EXERCISE OBJECTIVE :: Search the data for the word "order" and copy each line that has it.
RECORDS Block Start
PR #5997, opened 2025-10-28
fix: do not rethrow an cancellation during disposal to a disonnected promise

m3taphysics:
# Pull Request Description

## What does this PR change?
Mitigates [this](https://decentraland.sentry.io/issues/6968703412/?project=4506075736047616&query=is%3Aunresolved&referrer=issue-stream) in sentry. Previously cancellations were rethrown to the disconnected promise. There is no way to return a cancellation to javascript and given that its currently disposing, a dummy response should suffice.

### Test Steps
1. Jump around between many scenes
2. They should load and cancel their loading as normal.

## Quality Checklist

## Code Review Reference


pravusjif (approved):
LGTM

PR #6056, opened 2025-10-31
fix: Remove manual ISS Ref Counting

dalkia:
# Pull Request Description

## What does this PR change?

Involves a re-write of ISS domain.

- The `InitialSceneStateDescriptor` component is gone. This is now handled by the scene and lod respectively.
- Ref counting is no longer manual. Every request goes trough the LoadAssetBundleSystem.
- The LOD asset flow could definitely be improved; but Im gonna leave that for another PR. I want this merge way sooner than the time of the Music Festival to start testing it.

## Test Instructions

Given how we build assets, and to be safe, this PR can only be tested in zone. So, use args `--args --dclenv zone`

1. You should load into Genesis Plaza just fine. Walk around looking for missing textures, all should be there.
2. Walk away of Genesis Plaza while looking at it. Check the clouds, at some point you will see like a step animation. This means that it change to LOD.
3. Keep walking away until it completely dissapear
4. Walk back to the scene. Check the door of the central building opens. This means that the scene laoded again just fine
5. For 2, 3 and 4 you shouldn't see the classical missing frame of the scene.
6. Go to 20,4. This is a non ISS scene. It shoudl load fine. But if you walk away from it, it should dissapear.
7. Go to 100,100. Press the Memory Full Button in the debug menu. The memory should go down considerably.
8. Click back `Memory Normal` Button
9. When it stabilizes, go back to 0,0. Repeat 1,2,3,4. All should work
10. Go to 76,0. Check that the billboard announcing events function correctly

## Code Review Reference

### DIFF
--- a/Explorer/Assets/DCL/LOD/Components/SceneLODInfo.cs
+++ b/Explorer/Assets/DCL/LOD/Components/SceneLODInfo.cs
@@ -76,7 +76,6 @@ namespace DCL.LOD.Components
         private void SetupLODRelativeHeights(UnityEngine.LOD[] lods, float defaultFOV, float defaultLodBias, int loadingDistance, int sceneParcels)
         {
             int loadedLODAmount = SceneLODInfoUtils.LODCount(metadata.SuccessfullLODs);
-            Debug.Log($"JUANI LOAD LOADED AMOUNT {loadedLODAmount}");
             CalculateCullRelativeHeight(defaultFOV, defaultLodBias, loadingDistance);
 
             if (loadedLODAmount == 1)


Ludmilafantaniella (approved):
✅ Verified on Windows — all scenes loaded correctly, LOD transitions worked as expected, and no missing textures or frame drops were found. Approved.

https://github.com/user-attachments/assets/6355f125-9064-42ad-9b3a-cda92a6d4286

https://github.com/user-attachments/assets/5890a450-156c-4416-b2a9-4a8b043c18b4

✅ Smoke test performed:
- ✔️ Chat and multiplayer
- ✔️ Profile card
- ✔️ Camera
- ✔️ Skybox

Issue #5491, opened 2025-09-18
[QA] Camera | Pressing the key C a couple of times disables camera


balducciv:
### 🛠️ **Build version:**
Latest build

### 📔 **Issue Description:**

The camera shortcut, C, is not functioning as intended. When the C key is pressed, the camera opens, but it does not close when the key is pressed again. Additionally, if the user repeatedly presses C, the camera becomes disabled and cannot be accessed. At that point, it cannot be opened using the camera icon on the sidebar menu either.

### 👣 **STR:** 

  1. Open the camera with the keyboard shortcut C
  2. Press C a couple of times repetitively
  

### ✔️ **Expected Result:**

Camera shortcut C to open or close the camera

### ❌ **Actual Result with evidence:**

The camera shortcut C and the icon on the sidebar become disabled

https://github.com/user-attachments/assets/b7c36ddc-adb0-497b-9c3b-c90b5aeb8060

[Player.log](https://github.com/user-attachments/files/22411413/Player.log)
[Player-prev.log](https://github.com/user-attachments/files/22411412/Player-prev.log)

#### 🖥️ **Operative system and additional Notes:**

Reproduced on Windows and Mac

PR #6066, opened 2025-11-03
fix: InWorldCamera locking after shortcut spam

krzysztof-murczynski:
fix [#5491](https://github.com/decentraland/unity-explorer/issues/5491)

## What does this PR change?
Screenshot camera locked itself after spamming 'C' shortcut, because this functionality could be enabled when `ControllerBase.State` was in `ControllerState.ViewShowing` state. Trying to hide the view in this state caused going though show and hide flow simultaneously, thus at one point setting `ControllerBase.State == ControllerState.ViewFocused' even though panel was disabled. In this state ToggleInWorldCameraRequest was locked in trying to enable camera, and failing every time because view was set to enabled, and camera being disabled at once. 

Fixed it by checking also if view is already showing before scheduling disabling of this panel.

### Test INSTRUCTIONS
- [ ] Spam 'C' shortcut and see if you can lock it from working.


Ludmilafantaniella (approved):
Verified on Mac as well by @balducciv . 

🧵[Sharing the PR thread here for context](https://decentralandteam.slack.com/archives/C09EBJH098F/p1762175810252059)

PR #6096, opened 2025-11-05
refactor: trimmed backpack wearables

### LINKED ISSUE #5743: [Entities/Active] Reduce Data Flow in the Backpack
## Problem

Visually it takes dozens of seconds to load a single grid page of the backpack.
It is caused by the flow of the thumbnail retrieval:

⚠️ The path to retrieve a thumbnail is very long:
- First a DTO should be retrieved to provide a thumbnail hash. ✅  It is done by retrieving the whole page at once
   - ⚠️ Retrieval of the page takes `500-1500` ms
   - ✅ Going back to the previous page takes `100-200` ms (probably cached on the server side)
   - ❌ DTOs are requested and the objects in memory are created even if the corresponding item is already in the cache.
   - ❌ DTOs are big objects and it takes time to parse them, especially if then they are trashed
   - ⚠️ If we want to omit certain DTOs we have to instruct the server somehow as we request by params not by pointers and don't specify the IDs we'd like to retrieve explicitly
- Then an asset bundle manifest for the given wearable should be retrieved
   - Takes `500` ms on average
- As the thumbnail resides in the separate asset bundle it should be retrieved
   - Perf fluctuates considerably: from `200` to `1000` ms with `500` ms on average

⚠️ All operations are budgeted and compete with loading of avatars/peers and the objects of the current scene within the same budget and priority
   - Currently, the budget is set `15` concurrent requests
   - The grid `5x5` per se is already out of budget so the requests can't be served all at once
   - Considering that a series of requests must be performed to display a thumbnail the process can be halted at any point (between multiple requests). On a very busy scene (with a lot of avatars) UX can deteriorate considerably

## Solution

- Reduce amount of data being transferred by introducing a trimmed version of the `/explorer/:address/wearables` endpoint 
   - Adapt `trimmed=true` parameter on the client side. It's already done on BE. It should contain data only required to show an item in the grid according to the current design
   - ⚠️ `ElementIndividualDataDto` is not added to the trimmed response - requires modification. It's required to equip the wearable but doesn't participate in the view itself ⚠️
   - When the item is selected, it should be retrieved fully by the pointer
   - Introduce a two-tier DTO system similar to #5711. That task which is done first should introduce a way to handle it
- Remove Asset Bundle Manifest request for each thumbnail. It's no longer needed: 
   - DTO retrieved from `asset-bundle-registry` (⚠️ not from Catalyst! ⚠️)   already contains `assetBundleManifestVersion` object. It was integrated in #4859. For `LoadElementsByIntentionSystem` support similar changes:
      - As this endpoint goes to Catalyst it will not contain `Asset Bundle Manifest Version`
      - After wearables are retrieved in `LoadElementsByIntentionSystem` they should be complemented by `assetBundleManifestVersion` information by executing 1 extra **bulk** request: `POST /entities/versions` to `asset-bundle-registry` for all thumbnail pointers in the batch

Consider profiling performance of the web requests after the changes are implemented.

>❌ DTOs are requested and the objects in memory are created even if the corresponding item is already in the cache.

Addressing that issue is not part of this iteration.

lorenzo-ranciaffi:
# Pull Request Description
Fixes #5743 

New flow for the backpack:
- trimmed wearable version
- bulk request for wearable AB versions

## What does this PR change?

This PR implements the new flow for presenting wearables in the backpack.
The main idea is that we now have a new data model called `TrimmedWearable` (with all the connected structures, such as : `ITrimmedWearable`, `ITrimmedAvatarAttachment` and so on) that is handled solely in the backpack:
- the trimmed request is performed in order to fetch the minimal wearable data
- a bulk AB version request is performed (it uses the old fallback in the case it fails)
- AB version data is injected in the trimmed data
- the new data is presented in the backpack grid and the thumbnail are solved 1 by 1 (with no additional requests)
- if a wearable is clicked/equipped, the full data is requested and presented (and cached) so that the normal flow is maintained.

This is achieved by creating the trimmed data models and making the old (full) ones inherit from those with the minimal friction possible.
A new `IThumbnailAttachment` interface has been created to handle the `ITrimmed/AvatarAttachment`'s thumbnail with all the minimum data required to fulfill the task (hence it handles both wearables and emotes) in order to minimize code duplication.

Since `LoadWearablesByParamSystem` is only used in the backpack and now has to handle the new data type (`WearablesResponse` which now contains trimmed wearables), it no longer extends `LoadElementsByIntentionSystem` but it directly implements all what's needed to handle the trimmed data. Only the emote system uses the old flow.

## Performance results
This data shows an average trend. Runs were performed multiple times per case and these values represent an average run in Charles.
Keep in mind that request's response times may vary because they appear to be cached at some level on the backend side

| **Old implementation** |   |   |   |
|----------------------|---|---|---|
| URL | Req. count | Total KB | Total ms |
| [peer.decentraland.org](http://peer.decentraland.org/)  | 6  | 84.88  | 1700 |
| [ab-cdn.decentraland.org](http://ab-cdn.decentraland.org/)  | 23  | 6.75  | 2300 |
| [asset-bundle-registry.decentraland.org](http://asset-bundle-registry.decentraland.org/)  | 1  | 5.44  | 205 |
| **TOTAL**  | 30  | 97.07  | 4205 |

| **New implementation** |   |   |   |
|----------------------|---|---|---|
| URL | Req. count | Total KB | Total ms |
| [peer.decentraland.org](http://peer.decentraland.org/)  | 5  | 73.6  | 1100 |
| [ab-cdn.decentraland.org](http://ab-cdn.decentraland.org/)  | 7  | 2.02  | 773 |
| [asset-bundle-registry.decentraland.org](http://asset-bundle-registry.decentraland.org/)  | 2  | 6.56  | 432 |
| **TOTAL**  | 14  | 82.18  | 2305 |

### Test Steps
1. Make sure that the backpack works as before
2. It should now load snappier in crowded scenes as it consumes less resources
3. Verify that the builder preview works as before (instructions are described here https://github.com/decentraland/unity-explorer/pull/5309)

## Quality Checklist

## Code Review Reference

### DIFF
--- a/Explorer/TestResources/Wearables/SuccessUserParam
+++ b/Explorer/TestResources/Wearables/SuccessUserParam
@@ -1,12 +1,12 @@
 {
 	"elements": [
 		{
-			"individualData": [
-				{
-					"id": "urn:decentraland:off-chain:base-avatars:aviatorstyle"
-				}
-			],
 			"entity": {
+				"individualData": [
+					{
+						"id": "urn:decentraland:off-chain:base-avatars:aviatorstyle"
+					}
+				],
 				"id": "QmXUXheUrHtsR6j7PpnBdBzb9dyA1ew6MuQwtCZtuXKRjp",
 				"thumbnail": "QmWEr5ttPDezxMjDHU1UKPPukHjLiNEi1EjznmaUXiaHgn",
 				"metadata": {


Explorer/Assets/DCL/AvatarRendering/Wearables/Systems/Load/LoadWearablesByParamSystem.cs
```diff
@@ -62,13 +86,161 @@ protected override URLAddress BuildUrlFromIntention(in GetWearableByParamIntenti
...
+            TrimmedWearableDTO elementDTO = element.Entity;
+
+            // Same "hack" as in: AssetBundleManifestVersion.InjectContent
+            if (PlatformUtils.GetCurrentPlatform() == "_mac" && elementDTO.thumbnail.StartsWith("Qm"))
+                elementDTO.thumbnail = elementDTO.thumbnail.ToLowerInvariant();
+
+            ITrimmedWearable wearable = trimmedAvatarElementStorage.GetOrAddByDTO(elementDTO);
+
+            // Run the asset bundle fallback check in parallel
+            if (!assetBundlesVersions.Succeeded)
```
mikhail-dcl: It would remove this entire fallback path, the batch versions endpoint was created to avoid doing a fallback so we should rely entirely on that. Otherwise, it's just confusing.

In the future we will remove `AssetBundleManifestFallbackHelper` completely as the flow should be already battle-tested

Explorer/Assets/DCL/AvatarRendering/Loading/Components/ITrimmedAvatarAttachment.cs
```diff
@@ -0,0 +1,51 @@
...
+        ///     If null - promise has never been created, otherwise it could contain the result or be un-initialized
+        /// </summary>
+        StreamableLoadingResult<SpriteData>.WithFallback? ThumbnailAssetResult { get; set; }
+
+        TrimmedAvatarAttachmentDTO TrimmedDTO { get; }
+
+        public URLPath GetThumbnail() =>
+            new (TrimmedDTO.thumbnail);
+
+        public string ToString() =>
```
mikhail-dcl: Interfaces don't have a `ToString()` common method to override; here you just introduced a separate method which is never used

Explorer/Assets/DCL/AvatarRendering/Loading/Components/IThumbnailAttachment.cs
```diff
@@ -0,0 +1,61 @@
...
+using System.Threading;
+using UnityEngine;
+
+namespace DCL.AvatarRendering.Loading.Components
+{
+    /// <summary>
+    /// Common interface for types that can provide thumbnails.
+    /// Provides all necessary data and methods to create promises and wait for thumbnails.
+    /// </summary>
+    public interface IThumbnailAttachment
```
mikhail-dcl: Maybe `ITrimmedAttachment`?

Explorer/Assets/DCL/AvatarRendering/Wearables/Systems/Load/LoadWearablesByParamSystem.cs
lorenzo-ranciaffi: that was my initial idea as well, but after talking to @dalkia he said that he wanted to still have a fail safe towards that since the AB-registry is not yet well tested

mikhail-dcl: This flow with a separate endpoint is different from the flow where the AB version is embedded into a DTO, so here we should have no fallback really. I ping @dalkia to make sure

Explorer/Assets/DCL/AvatarRendering/Wearables/Helpers/TrimmedWearableStorage.cs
RECORDS Block End
YOUR SOLUTION ::
- the trimmed request is performed in order to fetch the minimal wearable data
A new `IThumbnailAttachment` interface has been created to handle the `ITrimmed/AvatarAttachment`'s thumbnail with all the minimum data required to fulfill the task (hence it handles both wearables and emotes) in order to minimize code duplication.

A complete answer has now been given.